## Problem to solve:
Among the entries, find the lines with the string "should" and report them.

- - - -

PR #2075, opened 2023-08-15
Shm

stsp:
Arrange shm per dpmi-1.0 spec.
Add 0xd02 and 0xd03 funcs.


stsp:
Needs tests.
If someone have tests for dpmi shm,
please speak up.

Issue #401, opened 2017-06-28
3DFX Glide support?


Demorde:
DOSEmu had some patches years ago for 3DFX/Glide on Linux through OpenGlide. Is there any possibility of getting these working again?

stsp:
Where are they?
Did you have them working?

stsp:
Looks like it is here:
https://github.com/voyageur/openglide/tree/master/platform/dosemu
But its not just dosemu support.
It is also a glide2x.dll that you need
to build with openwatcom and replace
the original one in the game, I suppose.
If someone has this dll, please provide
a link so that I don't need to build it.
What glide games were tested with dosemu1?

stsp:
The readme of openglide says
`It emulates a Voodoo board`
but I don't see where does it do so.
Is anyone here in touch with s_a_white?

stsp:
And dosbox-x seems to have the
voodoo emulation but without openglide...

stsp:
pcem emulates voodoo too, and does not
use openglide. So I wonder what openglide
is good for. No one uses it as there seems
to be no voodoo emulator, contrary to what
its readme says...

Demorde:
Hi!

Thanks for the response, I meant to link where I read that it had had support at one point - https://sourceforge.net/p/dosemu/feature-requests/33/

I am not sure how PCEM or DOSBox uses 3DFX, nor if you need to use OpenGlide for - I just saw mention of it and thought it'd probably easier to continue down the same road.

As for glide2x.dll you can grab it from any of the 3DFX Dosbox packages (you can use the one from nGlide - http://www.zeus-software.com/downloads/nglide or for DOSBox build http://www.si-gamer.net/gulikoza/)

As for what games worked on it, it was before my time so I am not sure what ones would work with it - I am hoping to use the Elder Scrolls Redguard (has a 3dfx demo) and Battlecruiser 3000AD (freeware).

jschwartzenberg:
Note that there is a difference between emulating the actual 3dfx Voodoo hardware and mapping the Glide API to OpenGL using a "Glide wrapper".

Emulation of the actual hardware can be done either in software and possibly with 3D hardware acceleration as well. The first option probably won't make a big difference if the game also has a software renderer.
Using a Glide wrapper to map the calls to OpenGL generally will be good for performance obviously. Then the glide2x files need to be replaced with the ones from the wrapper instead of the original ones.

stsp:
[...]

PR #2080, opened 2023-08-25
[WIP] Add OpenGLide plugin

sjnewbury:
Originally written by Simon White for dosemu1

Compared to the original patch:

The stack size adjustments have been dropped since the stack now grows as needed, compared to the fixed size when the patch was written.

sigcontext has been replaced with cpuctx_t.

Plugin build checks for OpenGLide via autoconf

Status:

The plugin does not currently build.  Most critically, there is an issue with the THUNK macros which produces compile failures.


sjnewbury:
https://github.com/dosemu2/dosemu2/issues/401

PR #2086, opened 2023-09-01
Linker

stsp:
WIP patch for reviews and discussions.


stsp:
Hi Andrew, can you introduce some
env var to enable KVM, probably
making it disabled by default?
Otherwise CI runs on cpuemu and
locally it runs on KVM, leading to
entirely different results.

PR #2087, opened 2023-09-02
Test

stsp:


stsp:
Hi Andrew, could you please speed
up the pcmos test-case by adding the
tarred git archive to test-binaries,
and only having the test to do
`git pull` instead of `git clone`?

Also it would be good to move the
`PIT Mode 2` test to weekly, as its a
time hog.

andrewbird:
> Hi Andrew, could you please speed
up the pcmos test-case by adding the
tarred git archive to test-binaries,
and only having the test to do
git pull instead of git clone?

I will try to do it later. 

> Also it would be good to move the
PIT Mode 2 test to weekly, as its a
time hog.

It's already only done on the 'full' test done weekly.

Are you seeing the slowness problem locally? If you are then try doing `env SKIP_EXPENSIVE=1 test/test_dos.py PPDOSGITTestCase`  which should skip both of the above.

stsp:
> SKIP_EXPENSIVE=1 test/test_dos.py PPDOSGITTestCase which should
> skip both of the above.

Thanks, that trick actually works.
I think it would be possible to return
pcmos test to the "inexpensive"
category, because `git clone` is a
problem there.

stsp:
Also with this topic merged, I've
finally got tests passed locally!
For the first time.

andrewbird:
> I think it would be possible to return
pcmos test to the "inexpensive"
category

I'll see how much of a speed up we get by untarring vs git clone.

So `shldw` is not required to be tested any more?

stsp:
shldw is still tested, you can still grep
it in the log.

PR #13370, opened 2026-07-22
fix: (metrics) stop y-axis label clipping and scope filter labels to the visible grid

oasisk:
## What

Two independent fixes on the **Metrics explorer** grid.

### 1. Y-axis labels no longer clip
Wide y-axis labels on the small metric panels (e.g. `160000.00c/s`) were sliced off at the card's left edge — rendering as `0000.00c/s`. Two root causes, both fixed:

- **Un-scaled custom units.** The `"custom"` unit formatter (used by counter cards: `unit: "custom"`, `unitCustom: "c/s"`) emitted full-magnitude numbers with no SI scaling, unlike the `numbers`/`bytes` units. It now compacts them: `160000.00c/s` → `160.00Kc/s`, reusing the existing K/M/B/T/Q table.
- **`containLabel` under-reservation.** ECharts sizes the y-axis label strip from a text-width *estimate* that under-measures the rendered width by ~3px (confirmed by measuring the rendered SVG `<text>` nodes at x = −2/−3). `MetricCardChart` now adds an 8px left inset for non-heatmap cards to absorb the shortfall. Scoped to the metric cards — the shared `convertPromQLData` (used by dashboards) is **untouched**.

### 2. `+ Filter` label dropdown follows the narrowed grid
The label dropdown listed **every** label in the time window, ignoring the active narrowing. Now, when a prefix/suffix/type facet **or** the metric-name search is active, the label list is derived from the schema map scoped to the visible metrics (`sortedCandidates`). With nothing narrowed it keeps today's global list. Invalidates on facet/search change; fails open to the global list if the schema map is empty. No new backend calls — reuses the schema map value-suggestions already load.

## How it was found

- - - -

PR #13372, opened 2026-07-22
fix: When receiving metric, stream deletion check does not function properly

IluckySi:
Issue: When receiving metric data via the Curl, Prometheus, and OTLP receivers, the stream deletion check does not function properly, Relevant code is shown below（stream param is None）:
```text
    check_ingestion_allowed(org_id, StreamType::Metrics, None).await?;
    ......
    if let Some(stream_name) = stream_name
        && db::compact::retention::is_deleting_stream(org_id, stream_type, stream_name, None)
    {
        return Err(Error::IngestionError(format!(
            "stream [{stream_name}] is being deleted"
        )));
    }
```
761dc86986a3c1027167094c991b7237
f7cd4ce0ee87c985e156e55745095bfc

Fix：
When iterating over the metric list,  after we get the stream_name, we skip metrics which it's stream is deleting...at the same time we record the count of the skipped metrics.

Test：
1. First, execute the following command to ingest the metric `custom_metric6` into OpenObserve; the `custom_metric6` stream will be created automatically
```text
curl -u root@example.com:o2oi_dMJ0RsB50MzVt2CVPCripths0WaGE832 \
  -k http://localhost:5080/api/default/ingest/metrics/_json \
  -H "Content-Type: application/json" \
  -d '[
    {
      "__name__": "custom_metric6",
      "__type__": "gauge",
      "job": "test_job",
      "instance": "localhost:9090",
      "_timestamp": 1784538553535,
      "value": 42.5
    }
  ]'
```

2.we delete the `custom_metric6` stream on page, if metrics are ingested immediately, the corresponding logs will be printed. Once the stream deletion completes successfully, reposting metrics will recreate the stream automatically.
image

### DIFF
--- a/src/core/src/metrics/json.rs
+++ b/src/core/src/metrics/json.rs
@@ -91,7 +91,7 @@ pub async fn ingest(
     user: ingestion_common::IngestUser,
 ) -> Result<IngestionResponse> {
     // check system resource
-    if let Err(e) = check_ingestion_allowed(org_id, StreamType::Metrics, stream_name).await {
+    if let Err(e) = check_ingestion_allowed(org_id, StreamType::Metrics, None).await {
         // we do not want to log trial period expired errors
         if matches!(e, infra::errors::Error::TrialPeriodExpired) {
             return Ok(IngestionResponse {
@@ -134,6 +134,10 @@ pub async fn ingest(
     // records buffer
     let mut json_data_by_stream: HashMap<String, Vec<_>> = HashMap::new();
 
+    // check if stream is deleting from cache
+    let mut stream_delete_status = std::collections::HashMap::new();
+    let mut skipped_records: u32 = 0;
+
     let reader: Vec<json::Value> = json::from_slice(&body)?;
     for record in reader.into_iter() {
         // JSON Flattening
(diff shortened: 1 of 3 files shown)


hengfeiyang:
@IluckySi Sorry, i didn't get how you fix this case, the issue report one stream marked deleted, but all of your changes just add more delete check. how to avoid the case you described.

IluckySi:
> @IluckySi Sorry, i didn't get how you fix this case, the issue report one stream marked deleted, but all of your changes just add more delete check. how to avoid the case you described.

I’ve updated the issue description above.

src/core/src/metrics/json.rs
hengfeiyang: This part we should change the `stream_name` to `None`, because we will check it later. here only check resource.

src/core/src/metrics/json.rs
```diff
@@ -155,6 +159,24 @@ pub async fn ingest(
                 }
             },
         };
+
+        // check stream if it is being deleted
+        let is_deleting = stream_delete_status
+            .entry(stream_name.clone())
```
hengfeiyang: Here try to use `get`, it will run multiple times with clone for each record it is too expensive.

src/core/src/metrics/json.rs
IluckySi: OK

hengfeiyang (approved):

- - - -

## Solution to this task:
Are you seeing the slowness problem locally? If you are then try doing `env SKIP_EXPENSIVE=1 test/test_dos.py PPDOSGITTestCase`  which should skip both of the above.
> SKIP_EXPENSIVE=1 test/test_dos.py PPDOSGITTestCase which should
hengfeiyang: This part we should change the `stream_name` to `None`, because we will check it later. here only check resource.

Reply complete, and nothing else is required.